### REQUIRED ACTION
Among the lines of the records below, copy those that hold the word "ipaserver".

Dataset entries
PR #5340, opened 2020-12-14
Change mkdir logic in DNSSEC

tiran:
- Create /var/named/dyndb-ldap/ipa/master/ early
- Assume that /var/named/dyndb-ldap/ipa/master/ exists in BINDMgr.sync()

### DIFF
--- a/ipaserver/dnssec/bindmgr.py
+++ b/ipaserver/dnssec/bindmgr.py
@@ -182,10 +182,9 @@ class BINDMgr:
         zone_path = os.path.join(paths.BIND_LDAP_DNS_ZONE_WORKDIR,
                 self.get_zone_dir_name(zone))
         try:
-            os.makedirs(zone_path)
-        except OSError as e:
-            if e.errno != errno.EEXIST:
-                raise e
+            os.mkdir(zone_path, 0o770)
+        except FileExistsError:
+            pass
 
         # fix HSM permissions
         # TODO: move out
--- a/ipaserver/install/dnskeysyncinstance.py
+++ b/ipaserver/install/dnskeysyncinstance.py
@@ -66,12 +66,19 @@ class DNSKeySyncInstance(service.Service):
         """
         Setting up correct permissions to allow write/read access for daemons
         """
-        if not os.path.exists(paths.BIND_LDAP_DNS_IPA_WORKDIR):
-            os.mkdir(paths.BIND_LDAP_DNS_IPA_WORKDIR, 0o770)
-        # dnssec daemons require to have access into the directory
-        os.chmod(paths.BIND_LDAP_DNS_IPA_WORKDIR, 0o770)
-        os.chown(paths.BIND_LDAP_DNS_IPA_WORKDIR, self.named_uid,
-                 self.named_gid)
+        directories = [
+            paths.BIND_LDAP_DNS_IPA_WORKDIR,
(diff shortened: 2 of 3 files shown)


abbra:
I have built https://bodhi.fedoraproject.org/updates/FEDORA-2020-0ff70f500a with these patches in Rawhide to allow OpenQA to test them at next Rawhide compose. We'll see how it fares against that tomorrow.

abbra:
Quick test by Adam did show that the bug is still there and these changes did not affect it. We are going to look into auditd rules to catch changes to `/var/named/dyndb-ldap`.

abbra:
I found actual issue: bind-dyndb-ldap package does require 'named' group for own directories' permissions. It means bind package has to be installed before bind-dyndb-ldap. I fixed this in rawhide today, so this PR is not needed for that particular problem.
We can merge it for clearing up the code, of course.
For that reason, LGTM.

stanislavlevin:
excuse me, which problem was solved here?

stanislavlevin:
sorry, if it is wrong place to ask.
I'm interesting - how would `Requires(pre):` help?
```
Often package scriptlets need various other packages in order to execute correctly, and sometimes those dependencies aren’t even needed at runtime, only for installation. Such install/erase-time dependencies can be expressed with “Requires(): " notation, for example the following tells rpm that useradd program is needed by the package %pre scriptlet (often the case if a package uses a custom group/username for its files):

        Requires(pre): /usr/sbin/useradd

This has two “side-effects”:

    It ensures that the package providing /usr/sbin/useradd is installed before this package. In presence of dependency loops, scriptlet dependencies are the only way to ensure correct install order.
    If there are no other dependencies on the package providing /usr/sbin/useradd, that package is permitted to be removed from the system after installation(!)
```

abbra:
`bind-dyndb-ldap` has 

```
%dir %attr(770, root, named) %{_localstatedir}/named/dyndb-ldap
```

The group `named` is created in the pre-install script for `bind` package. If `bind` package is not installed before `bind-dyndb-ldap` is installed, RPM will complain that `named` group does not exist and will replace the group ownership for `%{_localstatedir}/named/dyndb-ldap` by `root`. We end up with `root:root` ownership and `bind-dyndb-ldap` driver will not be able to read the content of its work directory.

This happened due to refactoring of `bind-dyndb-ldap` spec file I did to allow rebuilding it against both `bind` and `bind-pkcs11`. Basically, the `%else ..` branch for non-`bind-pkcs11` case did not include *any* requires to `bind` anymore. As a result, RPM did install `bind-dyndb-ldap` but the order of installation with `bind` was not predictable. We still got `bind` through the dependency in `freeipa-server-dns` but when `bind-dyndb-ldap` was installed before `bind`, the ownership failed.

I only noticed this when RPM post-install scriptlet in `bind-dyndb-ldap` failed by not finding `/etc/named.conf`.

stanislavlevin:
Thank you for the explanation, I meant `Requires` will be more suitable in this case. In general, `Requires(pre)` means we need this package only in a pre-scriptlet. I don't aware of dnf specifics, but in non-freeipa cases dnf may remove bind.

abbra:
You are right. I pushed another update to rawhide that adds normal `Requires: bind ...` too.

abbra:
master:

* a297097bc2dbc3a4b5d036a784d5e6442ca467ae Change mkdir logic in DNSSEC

### YOUR SOLUTION
--- a/ipaserver/dnssec/bindmgr.py
+++ b/ipaserver/dnssec/bindmgr.py
--- a/ipaserver/install/dnskeysyncinstance.py
+++ b/ipaserver/install/dnskeysyncinstance.py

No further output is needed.